Part of the book series: Progress in Experimental Cardiology ((PREC,volume 7))

Summary

We have established a model of adaptation to ischemia by breathing a hyperoxic gas mixture, which may be directly employed in clinical practice. Hyperoxia improves postischemic function and reduces myocardial necrosis in globally and regionally ischemic rat and mouse hearts, protects hearts of animals with severe atherosclerosis, and modulates in vitro reactivity of isolated aortic rings. Hyperoxic preconditioning is most efficient when the inspired oxygen fraction is >80% oxygen, with different exposure times in rats and mice. In rats the protection is both immediate and delayed, while in mice only immediate protection can be evoked. Exposure to hyperoxia causes an oxidative stress evident as increased serum lipid peroxidation products and reduced antioxidant defence. When breathing hyperoxic gas a rapid nuclear translocation of nuclear factor kappa B (NFκB) in the lungs is followed by a cardiac NFκB activation. In conjunction with hyperoxia the mitogen activated protein kinases (MAPK) p38, ERK1/2, and JNK are phosphorylated in the heart. Pharmacological inhibition of NFκB activation abolished the beneficial effects of hyperoxia.

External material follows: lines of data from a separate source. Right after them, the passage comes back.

PR #2705, opened 2023-01-05
[Rules] Add Rule to restrict too powerful NPC buffs.

noudess:
Added a new rule (false by default to retain existing behavior) to allow server ops to restrict NPC casted buffs using the same logic as PC restricted buffs.

Restructured the code a bit to centralize duplicate code and clarify.

### DIFF
--- a/zone/spells.cpp
+++ b/zone/spells.cpp
@@ -3218,19 +3218,19 @@ bool Mob::CheckSpellLevelRestriction(Mob *caster, uint16 spell_id)
 	}
 
 	if (check_for_restrictions) {
-		int SpellLevel = GetMinLevel(spell_id);
+		int spell_level = GetMinLevel(spell_id);
 
 		// Only check for beneficial buffs
 		if (IsBuffSpell(spell_id) && IsBeneficialSpell(spell_id)) {
-			if (SpellLevel > 65) {
+			if (spell_level > 65) {
 				if (IsGroupSpell(spell_id) && GetLevel() < 62) {
 					can_cast = false;
 				}
 				else if (GetLevel() < 61) {
 					can_cast = false;
 				}
-			} else if (SpellLevel > 50) { // 51-65
-				if (GetLevel() < (SpellLevel / 2 + 15)) {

During Langendorff-perfusion with induced global ischemia, phosphorylation of MAPK as well as translocation of NFκB is reduced in animals subjected to hyperoxia prior to the experiments, the latter perhaps due to increased formation of the NFκB inhibitor IkBα. A posssible role for the NFκB-regulated gene inducible nitric oxide synthase (iNOS) in the hyperoxia response was investigated in knock out mice, who had no functional or antiinfarct protection of preconditioning by either hyperoxia or classic ischemic preconditioning. However, neither cardiac iNOS nor contents of antioxidants, heat shock protein 70, or endothelial NOS in the heart increased after hyperoxia. Thus, the signal transduction pathways and organ effectors of hyperoxic protection are not fully determined, but appear to involve MAPK and NFκB. Hyperoxia may have a large potential in the pretreatment of patients undergoing not only open heart procedures, but also in front of any major surgery.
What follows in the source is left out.